A complex equation
THE WEEK|August 09, 2020
Playing Shakuntala Devi, says Vidya Balan, was about understanding the nuances of her multifaceted personality
PRIYANKA BHADANI
A complex equation

Unlike everyone around her who has memories of meeting mathematician Shakuntala Devi when she visited their school or at one of her talks, filmmaker Anu Menon does not have any such recollection. An engineering graduate, Menon had not even read any of her books. But knowledge about Devi, she says, is like one of those old Hindi songs “that you just know”. After directing the critically acclaimed Waiting (2015) and co-directing the first season of Four More Shots Please! (2019), Menon was looking for the story of a woman in maths “because we rarely tell such stories”. The first name that came up was that of Devi. The fact that the mathematician’s daughter, Anupama Banerji, lived in London, where Menon is based, helped. The film Shakuntala Devi premieres on Amazon Prime Video on July 31.
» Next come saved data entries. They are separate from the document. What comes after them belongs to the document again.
PR #3946, opened 2018-03-28
uint64 support

ragzilla:
Didn't see an appropriate README to update. 

Pull adds uint64 support for InfluxDB line protocols (in and out), and to telegraf/metric.  telegraf metric uint64 support is gated behind a build flag until infludata/influxdb mainline uint64 is generally available to ensure behavior is consistent with how telegraf has behaved in the past.  

That will likely be a breaking change in the future unless the API for AddField and convertField are extended so the caller can specify whether or not uint64 storage and, by extension output, is desired.

### Required for all PRs:

### DIFF
--- a/plugins/parsers/influx/parser_test.go
+++ b/plugins/parsers/influx/parser_test.go
@@ -16,6 +16,12 @@ func Metric(v telegraf.Metric, err error) telegraf.Metric {
 	return v
 }
 
+const (
+	Uint64Overflow uint64 = 9223372036854775808
+	Uint64Max      uint64 = 18446744073709551615
+	Uint64Test     uint64 = 42
+)
+
 var DefaultTime = func() time.Time {
 	return time.Unix(42, 0)
 }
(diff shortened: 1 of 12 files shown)


ragzilla:
@danielnelson went with the influxdb approach of gating the feature behind a build flag.

plugins/parsers/influx/parser_test.go
```diff
@@ -16,6 +16,12 @@ func Metric(v telegraf.Metric, err error) telegraf.Metric {
 	return v
 }
 
+const (
+	Uint64Overflow uint64 = 9223372036854775808
```
danielnelson: Shouldn't this be larger than Uint64Max?  We need to test 18446744073709551616.

ragzilla: That was to verify Int64Max+1 properly typed to uint64.  If we attempt to define a const that’s Uint64Max+1 it’d error on compile.

danielnelson:
I did some follow-up work, if you can review: https://github.com/influxdata/telegraf/pull/3948

PR #3964, opened 2018-04-03
Add repl_oplog_window_s metric to mongodb input

subuk:
Hello!

Here is new metric named oplog_timediff.

References:
https://www.mongodb.com/blog/post/replica-set-health-is-more-than-just-replication
https://github.com/DataDog/integrations-core/blob/master/mongo/datadog_checks/mongo/mongo.py#L972

### Required for all PRs:

### DIFF
--- a/plugins/inputs/mongodb/README.md
+++ b/plugins/inputs/mongodb/README.md
@@ -56,6 +56,7 @@ and create a single measurement containing values e.g.
  * ttl_deletes_per_sec
  * ttl_passes_per_sec
  * repl_lag
+ * repl_oplog_window_s
  * jumbo_chunks (only if mongos or mongo config)
 
 If gather_db_stats is set to true, it will also collect per database stats exposed by db.stats()
--- a/plugins/inputs/mongodb/mongodb_server.go
+++ b/plugins/inputs/mongodb/mongodb_server.go
@@ -22,6 +22,41 @@ func (s *Server) getDefaultTags() map[string]string {
 	return tags
 }
 
+type oplogEntry struct {
+	Timestamp bson.MongoTimestamp `bson:"ts"`
+}
+
+func (s *Server) gatherOplogStats() *OplogStats {
+	stats := &OplogStats{}
+	localdb := s.Session.DB("local")
+
+	op_first := oplogEntry{}
+	op_last := oplogEntry{}
+	query := bson.M{"ts": bson.M{"$exists": true}}
+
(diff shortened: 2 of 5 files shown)


plugins/inputs/mongodb/README.md
```diff
@@ -57,6 +57,7 @@ and create a single measurement containing values e.g.
  * ttl_passes_per_sec
  * repl_lag
  * jumbo_chunks (only if mongos or mongo config)
+ * oplog_timediff
```
danielnelson: I think we should call the field `repl_oplog_window_s`.  This more closely matches the linked documentation from mongodb, while still using the same repl prefix as the other replication metrics and also includes the units.  I sort of dislike `_s` because its not immediately clear what it means, but it matches more in style with existing `_ns` readings.

plugins/inputs/mongodb/mongodb_server.go
```diff
@@ -22,6 +22,56 @@ func (s *Server) getDefaultTags() map[string]string {
...
+type OplogStats struct {
+	TimeDiff int64
+}
+
+func (s *Server) gatherOplogStats() *OplogStats {
+	stats := &OplogStats{}
+	localdb := s.Session.DB("local")
+	oplog_collection_name := ""
+
+	collection_names, err := localdb.CollectionNames()
```
danielnelson: It seems like instead of checking for the existence of this items we should just try to get the data and if it's not there then we don't report anything.  This will result in less network calls and checking doesn't guarantee the data will be there later anyway due to possible changes.

How about we just try to get the entries for `oplog.rs` and if that fails we can try `oplog.$main`?

plugins/inputs/mongodb/README.md
subuk: Okay, I will rename oplog_timediff to repl_oplog_window_s and move it closer to other repl_* metrics in code.

plugins/inputs/mongodb/mongodb_server.go
subuk: Yeah, it makes sense, will be fixed.

subuk:
Fixed. Metric renamed to repl_oplog_window_s, collection list query removed.

danielnelson:
Thank you, this will be in version 1.7.0

danielnelson:
@subuk I renamed this `repl_oplog_window_sec` as I noticed that this matches the style of the other fields in this plugin.  1890efbb70448642bcebfddda7f77cccfda0c8aa

PR #3971, opened 2018-04-04
added details about why not all logstash patterns are supported, reso…

sanderson:
…lves influxdata/docs.influxdata.com#991

### DIFF
--- a/plugins/inputs/logparser/README.md
+++ b/plugins/inputs/logparser/README.md
@@ -89,8 +89,8 @@ current time.
   - drop     (drops the field completely)
 - Timestamp modifiers:
   - ts               (This will auto-learn the timestamp format)
-  - ts-ansic         ("Mon Jan _2 15:04:05 2006")
-  - ts-unix          ("Mon Jan _2 15:04:05 MST 2006")
+  - ts-ansic         ("Mon Jan \_2 15:04:05 2006")
+  - ts-unix          ("Mon Jan \_2 15:04:05 MST 2006")
   - ts-ruby          ("Mon Jan 02 15:04:05 -0700 2006")
   - ts-rfc822        ("02 Jan 06 15:04 MST")
   - ts-rfc822z       ("02 Jan 06 15:04 -0700")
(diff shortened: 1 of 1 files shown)


plugins/inputs/logparser/README.md
```diff
@@ -89,8 +89,8 @@ current time.
   - drop     (drops the field completely)
 - Timestamp modifiers:
   - ts               (This will auto-learn the timestamp format)
-  - ts-ansic         ("Mon Jan _2 15:04:05 2006")
-  - ts-unix          ("Mon Jan _2 15:04:05 MST 2006")
+  - ts-ansic         ("Mon Jan \_2 15:04:05 2006")
+  - ts-unix          ("Mon Jan \_2 15:04:05 MST 2006")
```
danielnelson: I know underscore is technically supposed to be escaped, but I prefer to leave them out for typeability and readability.  Github's markdown parser does handle it as desired without the escapes.  If you like we can use backtick's on these strings instead.

plugins/inputs/logparser/README.md
```diff
@@ -108,10 +108,11 @@ CUSTOM time layouts must be within quotes and be the representation of the
...
 See https://golang.org/pkg/time/#Parse for more details.
 
-Telegraf has many of its own
-[built-in patterns](./grok/patterns/influx-patterns),
-as well as supporting
+Telegraf has many of its own [built-in patterns](./grok/patterns/influx-patterns),
+as well as support for most of
 [logstash's builtin patterns](https://github.com/logstash-plugins/logstash-patterns-core/blob/master/patterns/grok-patterns).
+_Golang regular expressions do not support lookahead or lookbehind.
+logstash patterns that depend on these are not supported._
```
danielnelson: Maybe we can have a list of the patterns linked above that are not in Telegraf?  We should probably also pin the list to a specific version.

plugins/inputs/logparser/README.md
sanderson: Fair enough. I'll revert this change.

plugins/inputs/logparser/README.md
sanderson: Is there an easy way to get the list of logstash patterns not supported by Telegraf?

danielnelson: I guess not really, we could write a script that compares the pattern names
between the logstash patterns[1] with the vjeantet/grok libraries patterns[2],
but it would probably go out of date, so lets not do that.

[1] https://github.com/logstash-plugins/logstash-patterns-core/blob/master/patterns/grok-patterns
[2] https://github.com/vjeantet/grok/tree/d73e972b60935c7fec0b4ffbc904ed39ecaf7efe/patterns

PR #3974, opened 2018-04-05
Microsoft Application Insights output plugin

karolz-ms:
This PR adds an output plugin that sends data to Microsoft Application Insights https://docs.microsoft.com/azure/application-insights/

Hopefully this addition aligns with telegraf roadmap, but if there are concerns, we (here at Microsoft) are open to other suggestions--thanks!


karolz-ms:
@brahmnes @yantang-msft @jjjordanmsft Could you please take a peek? TIA!

plugins/outputs/application_insights/application_insights.go
```diff
@@ -0,0 +1,410 @@
...
+		a.diagMsgListener.Remove()
+	}
+
+	return nil
+}
+
+func init() {
+	outputs.Add("application_insights", func() telegraf.Output {
+		return &ApplicationInsights{
+			DiagMsgSubscriber: appinsightsDiagnosticsMessageSubscriber{},
```
yantang-msft: Is there a way to disable the diagMsgListener?
I can't find the doc about configuration, but I assume user can only specify simple data type in the configuration, thus the diagnostics listener is always created?

plugins/outputs/application_insights/application_insights.go
```diff
@@ -0,0 +1,410 @@
...
+func (a *ApplicationInsights) Connect() error {
+	if a.Timeout.Duration == 0 {
+		a.Timeout = internal.Duration{Duration: time.Second * 5}
+	}
+
+	if a.Transmitter == nil {
+		a.useDefaultTransmitter()
+	}
+
+	if a.Transmitter != nil && a.DiagMsgSubscriber != nil {
```
yantang-msft: I feel like a boolean configuration like "developer_mode" is simpler than this extra interface and implementation.

plugins/outputs/application_insights/application_insights.go
```diff
@@ -0,0 +1,410 @@
...
+			a.Transmitter.Track(telemetry)
+		}
+	}
+
+	return nil
+}
+
+func (a *ApplicationInsights) Close() error {
+	if a.Transmitter == nil {
+		return nil
```
yantang-msft: nit: The current logic won't create diagMsgListener if Transmitter is null, but still feel safer to always check diagMsgListener before return.
How about
```
if a.Transmitter != nil {
    select {....}
}
// check and remove diaMsgListener
```

plugins/outputs/application_insights/application_insights.go
```diff
@@ -0,0 +1,410 @@
...
+		}
+
+		return int(v), nil
+	}
+
+	return 0.0, fmt.Errorf("[%s] cannot be converted to an int value", value)
+}
+
+func logOutputMsg(format string, v ...interface{}) {
+	log.Printf("Output [application_insights] "+format, v...)
```
yantang-msft: nit: space between '+'

plugins/outputs/application_insights/application_insights.go
```diff
@@ -0,0 +1,410 @@
...
+				return err
+			}
+
+			*telemetryProperty = metricValue
+
+			if usedFields != nil {
+				*usedFields = append(*usedFields, fieldName)
+			}
+
+			return nil
```
yantang-msft: Is this return statement necessary?

plugins/outputs/application_insights/application_insights.go
```diff
@@ -0,0 +1,410 @@
...
+
+func setFloat64TelemetryProperty(
+	telemetryProperty *float64,
+	candidateFields []string,
+	metric telegraf.Metric,
+	usedFields *[]string) error {
+
+	for _, fieldName := range candidateFields {
+		if metric.HasField(fieldName) {
+			metricValue, err := toFloat64(metric.Fields()[fieldName])
```
yantang-msft: What if the fieldName afterwards can be converted? Do we still want to return err?

plugins/outputs/application_insights/application_insights.go
```diff
@@ -0,0 +1,410 @@
...
+			}
+			suffix++
+		}
+		properties[name+"_"+strconv.Itoa(suffix)] = value
+	}
+}
+
+func toFloat64(value interface{}) (float64, error) {
+	switch v := value.(type) {
+	case int:
```
yantang-msft: Can use list in the case statement
case int, int8, int16...:

plugins/outputs/application_insights/application_insights.go
```diff
@@ -0,0 +1,410 @@
...
+		return v, nil
+	}
+
+	return 0.0, fmt.Errorf("[%s] cannot be converted to a float64 value", value)
+}
+
+func toInt(value interface{}) (int, error) {
+	if !is32BitChecked {
+		is32BitChecked = true
+		i := int(-1)
```
yantang-msft: What do you think of using sizeof to check 32bit? That is more straightforward to me.

plugins/outputs/application_insights/application_insights.go
```diff
@@ -0,0 +1,410 @@
...
+	telemetry.Properties = metric.Tags()
+	telemetry.Timestamp = metric.Time()
+
+	err := setFloat64TelemetryProperty(&(telemetry.Value), []string{"value"}, metric, nil)
+	if err == nil {
+		addRemainingMeasurements(telemetry, metric, []string{"value"})
+	} else {
+		// Either the metric does not have a "value" field, or it was not convertable to float64
+		// Heuristics: if the metric has just one field that is convertible to float64, take it as value
+		// Otherwise give up
```
yantang-msft: I think the "value" field is just a special case. And the general case is metric with multiple dimensions (fields), and we shouldn't give up in this case.
For example, I can have a metric like
{
    metricName: "cpu",
    fields: [
        "Percent_Idle_Time": 0.3,
        "Percent_User_Time": 0.5
    ]
}
and we can generate multiple AI telemetries from this metric, with metric names cpu_Percent_Idle_Time, cpu_Percent_User_Time

plugins/outputs/application_insights/README.md
```diff
@@ -0,0 +1,13 @@
+# Application Insights Output Plugin
+
+This plugin writes telegraf metrics to Auzre Application Insights
```
jwilder: Azure

plugins/outputs/application_insights/application_insights.go
jwilder: @yantang-msft That's correct.  A measurement (in telegraf/influx) could have multiple fields.  

The logic here would would only pick up a measurement that happens to have a `value` field and is convertible to a `float64`... dropping all other fields which is unlikely what is intended.

plugins/outputs/application_insights/application_insights.go
```diff
@@ -0,0 +1,410 @@
...
+
+func addRemainingMeasurements(telemetry appinsights.Telemetry, metric telegraf.Metric, usedFields []string) {
+	properties := telemetry.GetProperties()
+
+	for fieldName, fieldValue := range metric.Fields() {
+		if contains(usedFields, fieldName) {
+			continue
+		}
+
+		float64Value, err := toFloat64(fieldValue)
```
yantang-msft: Since 'properties' is a string to string map, is it still necessary to require the fieldValue to be numeric? Although I believe the value is always a numeric. :)

plugins/outputs/application_insights/application_insights.go
```diff
@@ -0,0 +1,410 @@
...
+	return false
+}
+
+func addUniquelyNamedProperty(properties map[string]string, name string, value string) {
+	if _, found := properties[name]; !found {
+		properties[name] = value
+	} else {
+		suffix := 1
+		for {
+			_, found = properties[name+"_"+strconv.Itoa(suffix)]
```
yantang-msft: Looks like you intended not to having space with string concatenation.

yantang-msft: Is it possible to use the same if statement like above to simplify this? i.e.,
if _, found = properties[...]; !found {
    break;
}

plugins/outputs/application_insights/application_insights.go
jjjordanmsft: It's a function callback, so you could disable it in your implementation.  The SDK provides only Add/Remove.

plugins/outputs/application_insights/application_insights.go
```diff
@@ -0,0 +1,410 @@
...
+	err = setIntTelemetryProperty(&(telemetry.Count), []string{"count", "samples"}, metric, &usedFields)
+	if err != nil {
+		return nil
+	}
+
+	// We attempt to set Min, Max, StdDev and Variance fields but do not really care if they are not present
+	setFloat64TelemetryProperty(&(telemetry.Min), []string{"min"}, metric, &usedFields)
+	setFloat64TelemetryProperty(&(telemetry.Max), []string{"max"}, metric, &usedFields)
+	setFloat64TelemetryProperty(&(telemetry.StdDev), []string{"stddev"}, metric, &usedFields)
+	setFloat64TelemetryProperty(&(telemetry.Variance), []string{"variance"}, metric, &usedFields)
```
jjjordanmsft: Is there a reason to set both?  The SDK will only use one or the other, with stddev taking precedence.

plugins/outputs/application_insights/application_insights.go
```diff
@@ -0,0 +1,410 @@
...
+		float64Value, err := toFloat64(fieldValue)
+		if err != nil {
+			continue
+		}
+
+		// We would like to add the field to telemetry.Measurements here
+		// But because of issue https://github.com/Microsoft/ApplicationInsights-Go/issues/12
+		// this is currently impossible. So we are just going to add the measurement as a property instead.
+		// This is what we want to be able to do, eventually:
+		//     telemetry.GetMeasurements()[fieldName] = float64Value
```
jjjordanmsft: I assume that `telemetry` is always a metric (whether single or multiple value)?

This is unfortunate.  We lose many possible ways to analyze these measurements by stringifying them into properties (which, btw, I'm not sure you can even see except in the AA portal)

Is it really not feasible to log these as separate metrics?

plugins/outputs/application_insights/application_insights.go
jjjordanmsft: @yantang-msft FYI `go fmt` would have output the string concatenation that way, and it's the accepted convention.

plugins/outputs/application_insights/application_insights.go
jjjordanmsft: See [type switches](https://golang.org/doc/effective_go.html#type_switch)

plugins/outputs/application_insights/README.md
```diff
@@ -0,0 +1,13 @@
...
+
+### Configuration
```
jjjordanmsft: I guess I don't know a whole lot about this system, but there may be some value in specifying things like RoleName, RoleInstance, and custom properties -- all things that would just end up in the TelemetryClient.Context() object.  These help isolate regions, resource groups, and instances in our queries.  Perhaps the default (hostname in RoleInstance) is enough, but I find myself always filling in these fields for services that I monitor.

karolz-ms:
Hey, thanks everyone for lots of good comments! The main takeaway seems that, facing with a metric with multiple fields, it is better to submit multiple metric telemetry records to AppInsights rather than squishing the fields into telemetry properties. I completely agree with this, but it will require some rework and new tests, so I am going to close this PR and submit another one that incorporates this change.

@brahmnes FYI

plugins/outputs/application_insights/application_insights.go
karolz-ms: @yantang-msft Agreed, DiagMsgSubscriber was exposed for testability, but it is probably too much of a good thing. Will rework

plugins/outputs/application_insights/application_insights.go
karolz-ms: Agreed

plugins/outputs/application_insights/application_insights.go
karolz-ms: This is how standard go code formatting formats this expression

plugins/outputs/application_insights/application_insights.go
```diff
@@ -0,0 +1,410 @@
...
+	outputs.Add("application_insights", func() telegraf.Output {
+		return &ApplicationInsights{
+			DiagMsgSubscriber: appinsightsDiagnosticsMessageSubscriber{},
+		}
+	})
+}
+
+func (a *ApplicationInsights) useDefaultTransmitter() {
+	// Env variable, if present, overrides what is in the configuration
+	iKey := os.Getenv("APPINSIGHTS_INSTRUMENTATIONKEY")
```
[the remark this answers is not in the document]
karolz-ms: Makes sense, will change this

plugins/outputs/application_insights/application_insights.go
karolz-ms: @yantang-msft Not sure I understand the question. The error is about inability to convert to float64 and has nothing to do with the field name.

plugins/outputs/application_insights/application_insights.go
karolz-ms: Meaning, you can't

plugins/outputs/application_insights/application_insights.go
karolz-ms: Sure, we can to that

plugins/outputs/application_insights/application_insights.go
karolz-ms: Agreed, will submit new PR to fix this

plugins/outputs/application_insights/README.md
karolz-ms: thx

plugins/outputs/application_insights/application_insights.go
karolz-ms: @jjjordanmsft The logic here is that we look for both fields, and use what is available--the call will be a no-op if . I will make sure that we test for stddev after testing for variance to align with the AppInsights SDK

plugins/outputs/application_insights/application_insights.go
karolz-ms: It is, will change that

plugins/outputs/application_insights/README.md
karolz-ms: @jjjordanmsft This is good point and we are having some discussions about how to set "special" properties on AppInsights telemetry. I will add you to the email thread

plugins/outputs/application_insights/application_insights.go
```diff
@@ -0,0 +1,410 @@
...
+	}
+
+	if a.InstrumentationKey != "" {
+		a.Transmitter = NewAppinsightsTransmitter(a.InstrumentationKey)
+	}
+}
+
+func canBeTreatedAsAggregate(metric telegraf.Metric) bool {
+	// If we can identify the Sum and Count properties, then we are good
+	hasSum := metric.HasField("value") || metric.HasField("sum")
```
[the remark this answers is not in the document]
yantang-msft: We hardcoded the rule of how an metric can be treated as aggregated, which would be hard to follow. What if the field name is "sample" or "sampling" instead of "samples", or "total" instead of "sum"?
Someone will have to decide whether a metric is aggreated, but I hope it's done by the input plugin, e.g., AppMetric input plugin will know the property name that means aggregated plugin, or some override plugin with more flexibility.
As an output plugin, we can just rely on this property Metric.IsAggregate.

plugins/outputs/application_insights/application_insights.go
yantang-msft: I mean we have a list of candidateFields. If the first candidate field failed to convert, but the second candidate field can be converted, do we want to return as soon as there is an error or wait after all fields are checked.

karolz-ms: Ah, good point--we should continue. Thanks

plugins/outputs/application_insights/application_insights.go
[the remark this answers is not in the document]
karolz-ms: telegraf.Metric.IsAggregate() is just a flag on the (Telegraf) metric type. From Application Insights perspective, to create an AppInsights aggregate metric, we have to know at least the sum of all values and the number of samples, so telegraf.Metric.IsAggregate() alone does not help us with that task. 

Application Insights aggregate metric is a concept specific to AppInsighst, so it *has to be the AppInsights output plugin* that makes the decision whether a Telegraf metric can be interpreted as an AppInsights aggregate metric or not. We might eventually need more flexibility here in terms of how this interpretation is made, but it quickly gets complicated and I do not want to try to solve this in the first iteration.

Issue #3975, opened 2018-04-05
Influxdb Output no longer works with HTTPS urls


JeffAshton:
Introduced in the change 43bd23e5556ba947758cd23af0364ce808add059, the urls for HTTPS scheme are no longer formatted correctly.

```
	switch u.Scheme {
	case "unix":
		u.Scheme = "http"
		u.Host = "127.0.0.1"
		u.Path = "/write"
	case "http":
		u.Path = path.Join(u.Path, "write")
	}
```

```
	switch u.Scheme {
	case "unix":
		u.Scheme = "http"
		u.Host = "127.0.0.1"
		u.Path = "/query"
	case "http":
		u.Path = path.Join(u.Path, "query")
	}
```

Both of these switch statements are missing ```https``` case.

Added a log line to ```makeQueryRequest``` to see what url was 404ing:

```
	log.Printf("D! [outputs.influxdb] Posting query to %s", c.QueryURL)
```

And produced the following debug output:

```
./telegraf.exe --config telegraf.conf
2018-04-05T17:10:20Z D! Attempting connection to output: influxdb
2018-04-05T17:10:20Z D! [outputs.influxdb] Posting query to https://influxdb.example.com:8086
2018-04-05T17:10:20Z W! [outputs.influxdb] when writing to [https://influxdb.example.com:8086]: database "telegraf" creation failed: 404 Not Found
2018-04-05T17:10:20Z D! Successfully connected to output: influxdb
2018-04-05T17:10:20Z I! Starting Telegraf v1.6.0-rc2
```

After fixing the switch statements or using http:

```
./telegraf.exe --config telegraf.conf
2018-04-05T17:10:54Z D! Attempting connection to output: influxdb
2018-04-05T17:10:54Z D! [outputs.influxdb] Posting query to http://influxdb.example.com:8086/query
2018-04-05T17:10:54Z D! Successfully connected to output: influxdb
2018-04-05T17:10:54Z I! Starting Telegraf v1.6.0-rc2
```

You'll notice the query url is correct in the 2nd case.

PR #3976, opened 2018-04-05
Fixing https urls in Influxdb Output Plugin

JeffAshton:
Fixing https://github.com/influxdata/telegraf/issues/3975, where the influxdb output plugin now longer formats valid write/query urls for https scheme.

### Required for all PRs:

### DIFF
--- a/plugins/outputs/influxdb/http.go
+++ b/plugins/outputs/influxdb/http.go
@@ -418,6 +418,7 @@ func makeWriteURL(loc *url.URL, db, rp, consistency string) string {
 		u.Host = "127.0.0.1"
 		u.Path = "/write"
 	case "http":
+	case "https":
 		u.Path = path.Join(u.Path, "write")
 	}
 	u.RawQuery = params.Encode()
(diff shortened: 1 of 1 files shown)


plugins/outputs/influxdb/http.go
```diff
@@ -432,6 +433,7 @@ func makeQueryURL(loc *url.URL) string {
 		u.Host = "127.0.0.1"
 		u.Path = "/query"
 	case "http":
+	case "https":
 		u.Path = path.Join(u.Path, "query")
 	}
```
JeffAshton: I really hate that there is no default case that logs an error, like here:

https://github.com/influxdata/telegraf/blob/master/plugins/outputs/influxdb/influxdb.go#L163

danielnelson: That's a good point, I added some handling of the default case: df78133bf3d20edaf20fb565559a0b4109b09779

danielnelson:
I'll release a rc3 today with this.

Devi, a math wizard known as the “human computer”, simplified complex mathematical equations for countless students. Her name was included in the Guinness Book of World Records in 1982 for multiplying two 13-digit numbers in just 28 seconds. In the 1970s, Devi’s husband, Paritosh Banerji, an IAS officer, came out as gay. It inspired her to write a book on homosexuality called The World of Homosexuals—an empathetic “inquiry into the lives of a minority of her fellow humans who have lived half-hiding throughout their lives”.

“We had so much information that we had to figure out what was actually going into the film,” says Menon, who did interviews lasting several hours with Banerji. “We got an intimate peep into everything there was to [know about] Shakuntala Devi. We matched [our research] with what Anupama provided us—her memories, anecdotes, and a wealth of photographs.”